◆ Records from a data collection:
- - -
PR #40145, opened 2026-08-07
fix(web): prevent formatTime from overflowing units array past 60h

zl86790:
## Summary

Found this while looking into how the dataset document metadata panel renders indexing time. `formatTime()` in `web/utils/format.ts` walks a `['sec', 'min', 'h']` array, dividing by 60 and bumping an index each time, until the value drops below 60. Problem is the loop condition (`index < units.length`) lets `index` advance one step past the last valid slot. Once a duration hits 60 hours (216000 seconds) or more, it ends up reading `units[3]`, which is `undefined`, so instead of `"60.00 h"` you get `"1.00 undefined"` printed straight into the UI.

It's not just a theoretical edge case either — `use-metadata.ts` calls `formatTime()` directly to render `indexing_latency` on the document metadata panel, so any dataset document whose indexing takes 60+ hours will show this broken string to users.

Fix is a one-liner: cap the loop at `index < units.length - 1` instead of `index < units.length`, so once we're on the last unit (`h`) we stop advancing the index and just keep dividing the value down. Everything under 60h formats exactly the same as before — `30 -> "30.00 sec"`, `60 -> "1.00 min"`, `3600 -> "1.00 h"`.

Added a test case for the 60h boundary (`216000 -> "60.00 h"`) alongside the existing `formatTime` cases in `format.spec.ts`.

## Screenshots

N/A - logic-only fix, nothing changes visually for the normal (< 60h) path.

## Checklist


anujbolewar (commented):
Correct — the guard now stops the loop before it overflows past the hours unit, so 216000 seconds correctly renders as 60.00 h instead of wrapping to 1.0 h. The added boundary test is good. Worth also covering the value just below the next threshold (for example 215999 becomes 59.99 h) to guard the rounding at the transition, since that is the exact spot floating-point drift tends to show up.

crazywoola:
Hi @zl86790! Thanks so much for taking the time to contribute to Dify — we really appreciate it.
- - -
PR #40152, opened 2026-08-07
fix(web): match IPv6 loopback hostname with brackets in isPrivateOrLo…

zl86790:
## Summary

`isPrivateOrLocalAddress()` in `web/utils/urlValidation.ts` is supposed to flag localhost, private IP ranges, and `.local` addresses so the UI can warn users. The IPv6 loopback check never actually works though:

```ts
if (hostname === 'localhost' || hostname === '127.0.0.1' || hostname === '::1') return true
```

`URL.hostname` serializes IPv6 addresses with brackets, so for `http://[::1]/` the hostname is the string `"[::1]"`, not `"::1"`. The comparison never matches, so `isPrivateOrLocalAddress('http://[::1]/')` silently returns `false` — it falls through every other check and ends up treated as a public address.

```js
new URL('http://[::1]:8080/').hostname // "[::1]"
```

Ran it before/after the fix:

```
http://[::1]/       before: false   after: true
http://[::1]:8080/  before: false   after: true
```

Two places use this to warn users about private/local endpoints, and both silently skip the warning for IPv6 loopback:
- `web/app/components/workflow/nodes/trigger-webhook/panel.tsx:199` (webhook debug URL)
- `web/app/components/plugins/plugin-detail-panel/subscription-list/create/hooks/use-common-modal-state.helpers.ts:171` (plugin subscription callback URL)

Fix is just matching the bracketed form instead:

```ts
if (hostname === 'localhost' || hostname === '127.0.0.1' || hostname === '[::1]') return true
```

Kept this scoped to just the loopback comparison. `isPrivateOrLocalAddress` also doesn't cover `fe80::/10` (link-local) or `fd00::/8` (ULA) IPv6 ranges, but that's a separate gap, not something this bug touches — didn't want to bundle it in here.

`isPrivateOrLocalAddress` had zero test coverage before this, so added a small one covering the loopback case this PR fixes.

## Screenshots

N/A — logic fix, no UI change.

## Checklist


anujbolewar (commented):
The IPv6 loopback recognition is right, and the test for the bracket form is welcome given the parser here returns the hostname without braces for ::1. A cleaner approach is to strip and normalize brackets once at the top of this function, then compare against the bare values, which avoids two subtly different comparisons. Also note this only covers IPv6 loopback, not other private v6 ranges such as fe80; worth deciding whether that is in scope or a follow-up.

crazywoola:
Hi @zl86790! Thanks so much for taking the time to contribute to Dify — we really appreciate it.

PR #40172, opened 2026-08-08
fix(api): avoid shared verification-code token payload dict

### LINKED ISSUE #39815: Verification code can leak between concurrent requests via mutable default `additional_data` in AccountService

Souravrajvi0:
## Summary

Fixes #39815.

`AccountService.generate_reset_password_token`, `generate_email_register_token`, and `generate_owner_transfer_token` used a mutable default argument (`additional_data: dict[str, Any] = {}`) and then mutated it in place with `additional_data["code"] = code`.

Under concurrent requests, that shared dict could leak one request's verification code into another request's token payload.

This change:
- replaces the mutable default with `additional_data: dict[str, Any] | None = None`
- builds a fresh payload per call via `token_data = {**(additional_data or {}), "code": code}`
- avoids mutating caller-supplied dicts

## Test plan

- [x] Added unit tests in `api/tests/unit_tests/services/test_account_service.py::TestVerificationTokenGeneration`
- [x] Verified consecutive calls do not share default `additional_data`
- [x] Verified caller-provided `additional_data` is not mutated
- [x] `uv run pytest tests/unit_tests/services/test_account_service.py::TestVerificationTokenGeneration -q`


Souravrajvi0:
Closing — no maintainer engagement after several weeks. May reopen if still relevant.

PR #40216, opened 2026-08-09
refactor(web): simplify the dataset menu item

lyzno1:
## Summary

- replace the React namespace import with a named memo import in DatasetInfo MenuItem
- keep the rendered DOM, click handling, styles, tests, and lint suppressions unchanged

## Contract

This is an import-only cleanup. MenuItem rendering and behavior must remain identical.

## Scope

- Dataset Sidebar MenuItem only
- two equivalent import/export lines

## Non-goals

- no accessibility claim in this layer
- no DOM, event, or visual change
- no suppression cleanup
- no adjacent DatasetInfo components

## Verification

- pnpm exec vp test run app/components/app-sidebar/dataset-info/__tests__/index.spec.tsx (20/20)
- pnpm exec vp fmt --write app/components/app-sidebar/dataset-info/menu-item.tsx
- - -
◆ Task to complete: Above are some lines. Repeat exactly, and only, those from the line that has "Under concurrent requests, that" through the line that has "- builds a fresh".

◆ Answer to the problem:
Under concurrent requests, that shared dict could leak one request's verification code into another request's token payload.

This change:
- replaces the mutable default with `additional_data: dict[str, Any] | None = None`
- builds a fresh payload per call via `token_data = {**(additional_data or {}), "code": code}`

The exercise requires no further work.